THE DATA:
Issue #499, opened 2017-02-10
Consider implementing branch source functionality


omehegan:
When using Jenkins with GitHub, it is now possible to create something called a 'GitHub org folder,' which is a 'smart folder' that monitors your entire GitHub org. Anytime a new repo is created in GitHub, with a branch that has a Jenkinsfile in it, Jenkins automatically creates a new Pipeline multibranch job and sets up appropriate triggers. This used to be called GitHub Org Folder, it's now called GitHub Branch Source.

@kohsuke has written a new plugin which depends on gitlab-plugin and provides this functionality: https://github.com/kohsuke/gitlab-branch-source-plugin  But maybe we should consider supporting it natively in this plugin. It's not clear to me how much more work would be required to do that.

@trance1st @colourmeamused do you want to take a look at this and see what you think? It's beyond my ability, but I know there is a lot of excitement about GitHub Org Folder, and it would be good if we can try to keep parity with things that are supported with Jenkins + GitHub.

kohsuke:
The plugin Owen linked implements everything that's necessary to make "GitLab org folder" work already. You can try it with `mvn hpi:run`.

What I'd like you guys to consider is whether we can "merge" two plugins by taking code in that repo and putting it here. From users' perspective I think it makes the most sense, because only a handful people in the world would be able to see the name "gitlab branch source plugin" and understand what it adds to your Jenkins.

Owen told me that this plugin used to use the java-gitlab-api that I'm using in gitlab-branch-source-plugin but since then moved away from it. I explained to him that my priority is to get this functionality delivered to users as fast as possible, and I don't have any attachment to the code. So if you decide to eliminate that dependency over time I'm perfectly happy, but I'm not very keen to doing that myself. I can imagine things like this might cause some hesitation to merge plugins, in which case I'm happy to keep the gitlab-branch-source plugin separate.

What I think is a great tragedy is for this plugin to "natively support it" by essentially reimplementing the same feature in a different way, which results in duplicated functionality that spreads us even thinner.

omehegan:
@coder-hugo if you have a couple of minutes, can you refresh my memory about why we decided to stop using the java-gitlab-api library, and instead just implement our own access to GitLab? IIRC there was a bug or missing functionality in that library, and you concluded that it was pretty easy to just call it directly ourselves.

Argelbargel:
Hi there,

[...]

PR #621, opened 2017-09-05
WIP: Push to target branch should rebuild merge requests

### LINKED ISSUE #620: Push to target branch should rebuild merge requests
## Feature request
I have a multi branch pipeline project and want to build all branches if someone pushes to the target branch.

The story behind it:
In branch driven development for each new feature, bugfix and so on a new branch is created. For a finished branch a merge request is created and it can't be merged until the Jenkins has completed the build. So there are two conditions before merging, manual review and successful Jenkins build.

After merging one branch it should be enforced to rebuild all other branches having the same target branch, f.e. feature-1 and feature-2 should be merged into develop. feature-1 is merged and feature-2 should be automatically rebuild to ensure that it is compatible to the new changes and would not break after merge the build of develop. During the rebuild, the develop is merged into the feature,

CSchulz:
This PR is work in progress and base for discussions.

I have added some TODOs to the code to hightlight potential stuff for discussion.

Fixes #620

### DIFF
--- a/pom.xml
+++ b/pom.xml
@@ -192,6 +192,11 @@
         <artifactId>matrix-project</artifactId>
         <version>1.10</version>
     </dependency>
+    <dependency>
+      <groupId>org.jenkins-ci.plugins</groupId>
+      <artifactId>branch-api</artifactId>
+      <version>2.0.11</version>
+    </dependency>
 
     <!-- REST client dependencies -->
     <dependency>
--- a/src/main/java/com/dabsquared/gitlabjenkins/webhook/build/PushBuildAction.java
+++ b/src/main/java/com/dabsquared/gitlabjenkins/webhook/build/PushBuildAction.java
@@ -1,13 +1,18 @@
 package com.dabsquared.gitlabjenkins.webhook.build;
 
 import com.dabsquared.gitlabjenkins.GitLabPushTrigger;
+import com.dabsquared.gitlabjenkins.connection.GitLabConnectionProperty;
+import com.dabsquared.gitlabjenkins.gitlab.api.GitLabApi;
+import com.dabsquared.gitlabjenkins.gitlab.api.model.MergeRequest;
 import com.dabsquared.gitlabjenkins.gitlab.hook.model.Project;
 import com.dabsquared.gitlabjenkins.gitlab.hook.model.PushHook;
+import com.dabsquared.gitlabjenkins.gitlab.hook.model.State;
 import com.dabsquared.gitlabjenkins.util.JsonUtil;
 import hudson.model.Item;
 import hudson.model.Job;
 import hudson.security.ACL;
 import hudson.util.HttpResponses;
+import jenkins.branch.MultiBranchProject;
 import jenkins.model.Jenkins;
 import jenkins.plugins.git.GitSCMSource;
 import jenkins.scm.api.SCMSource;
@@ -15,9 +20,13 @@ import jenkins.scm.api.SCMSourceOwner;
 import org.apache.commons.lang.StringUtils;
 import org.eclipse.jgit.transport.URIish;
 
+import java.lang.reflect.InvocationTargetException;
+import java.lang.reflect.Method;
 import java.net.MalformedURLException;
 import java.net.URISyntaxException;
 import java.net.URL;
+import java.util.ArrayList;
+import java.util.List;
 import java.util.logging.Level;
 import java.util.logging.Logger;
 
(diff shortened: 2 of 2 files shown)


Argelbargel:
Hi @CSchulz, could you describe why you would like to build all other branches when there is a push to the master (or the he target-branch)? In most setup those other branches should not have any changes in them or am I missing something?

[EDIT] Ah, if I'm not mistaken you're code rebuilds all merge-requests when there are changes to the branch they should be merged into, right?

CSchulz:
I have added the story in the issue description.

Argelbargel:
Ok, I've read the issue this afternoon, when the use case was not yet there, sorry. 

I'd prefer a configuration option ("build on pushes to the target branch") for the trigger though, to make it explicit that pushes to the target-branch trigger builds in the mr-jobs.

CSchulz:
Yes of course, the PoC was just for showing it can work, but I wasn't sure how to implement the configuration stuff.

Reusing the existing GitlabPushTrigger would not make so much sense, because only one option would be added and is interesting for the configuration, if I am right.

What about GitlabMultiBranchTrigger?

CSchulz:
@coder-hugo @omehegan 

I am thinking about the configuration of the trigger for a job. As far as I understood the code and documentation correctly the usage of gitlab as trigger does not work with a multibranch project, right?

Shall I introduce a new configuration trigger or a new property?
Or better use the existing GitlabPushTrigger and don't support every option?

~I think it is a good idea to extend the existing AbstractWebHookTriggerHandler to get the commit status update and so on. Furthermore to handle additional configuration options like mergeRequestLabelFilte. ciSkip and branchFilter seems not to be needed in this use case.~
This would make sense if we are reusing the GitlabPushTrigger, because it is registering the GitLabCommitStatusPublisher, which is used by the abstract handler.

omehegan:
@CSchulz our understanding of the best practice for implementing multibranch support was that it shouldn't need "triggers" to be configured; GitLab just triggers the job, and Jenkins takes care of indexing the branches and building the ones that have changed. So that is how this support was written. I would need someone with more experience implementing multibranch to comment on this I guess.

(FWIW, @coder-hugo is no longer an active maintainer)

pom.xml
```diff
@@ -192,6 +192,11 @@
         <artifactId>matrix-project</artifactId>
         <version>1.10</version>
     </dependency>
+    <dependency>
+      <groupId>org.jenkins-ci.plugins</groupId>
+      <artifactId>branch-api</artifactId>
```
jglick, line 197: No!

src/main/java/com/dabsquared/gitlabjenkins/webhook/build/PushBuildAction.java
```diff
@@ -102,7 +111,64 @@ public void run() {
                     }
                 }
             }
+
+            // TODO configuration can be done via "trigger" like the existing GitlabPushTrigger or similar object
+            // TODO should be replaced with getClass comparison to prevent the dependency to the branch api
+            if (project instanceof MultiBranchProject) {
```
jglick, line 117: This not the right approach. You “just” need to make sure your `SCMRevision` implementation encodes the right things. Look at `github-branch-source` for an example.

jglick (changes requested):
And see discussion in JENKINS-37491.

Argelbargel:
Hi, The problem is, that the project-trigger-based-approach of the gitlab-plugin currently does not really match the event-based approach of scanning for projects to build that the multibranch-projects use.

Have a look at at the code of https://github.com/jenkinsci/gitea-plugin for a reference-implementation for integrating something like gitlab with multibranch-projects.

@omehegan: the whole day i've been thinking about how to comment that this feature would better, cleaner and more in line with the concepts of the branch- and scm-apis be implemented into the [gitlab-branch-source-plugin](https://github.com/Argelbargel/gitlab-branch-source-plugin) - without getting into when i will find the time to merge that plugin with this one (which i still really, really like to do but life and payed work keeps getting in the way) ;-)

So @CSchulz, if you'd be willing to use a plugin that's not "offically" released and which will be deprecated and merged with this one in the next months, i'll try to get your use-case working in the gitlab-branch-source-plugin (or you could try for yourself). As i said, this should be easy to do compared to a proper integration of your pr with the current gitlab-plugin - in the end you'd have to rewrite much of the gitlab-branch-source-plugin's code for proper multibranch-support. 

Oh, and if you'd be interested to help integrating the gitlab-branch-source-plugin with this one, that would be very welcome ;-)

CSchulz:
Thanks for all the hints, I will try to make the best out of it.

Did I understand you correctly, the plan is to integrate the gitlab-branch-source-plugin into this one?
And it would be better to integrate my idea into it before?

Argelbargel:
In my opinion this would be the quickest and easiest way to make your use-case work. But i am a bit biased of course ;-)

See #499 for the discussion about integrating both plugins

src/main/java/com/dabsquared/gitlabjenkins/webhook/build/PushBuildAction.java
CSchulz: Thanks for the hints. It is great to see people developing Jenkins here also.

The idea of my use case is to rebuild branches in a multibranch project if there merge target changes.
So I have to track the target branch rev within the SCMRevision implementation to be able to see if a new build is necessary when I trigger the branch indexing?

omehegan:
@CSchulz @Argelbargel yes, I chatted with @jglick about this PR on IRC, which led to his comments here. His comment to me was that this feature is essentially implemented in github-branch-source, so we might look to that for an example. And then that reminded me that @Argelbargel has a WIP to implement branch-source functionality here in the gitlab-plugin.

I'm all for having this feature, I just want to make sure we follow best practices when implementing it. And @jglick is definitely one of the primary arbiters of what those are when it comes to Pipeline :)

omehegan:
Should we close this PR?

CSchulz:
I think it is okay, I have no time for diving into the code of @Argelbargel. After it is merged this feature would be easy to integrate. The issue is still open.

WHAT YOU ARE ASKED TO DO: The lines to return are those in the entries above that hold "SCMRevision".

TASK RESPONSE:
jglick, line 117: This not the right approach. You “just” need to make sure your `SCMRevision` implementation encodes the right things. Look at `github-branch-source` for an example.
So I have to track the target branch rev within the SCMRevision implementation to be able to see if a new build is necessary when I trigger the branch indexing?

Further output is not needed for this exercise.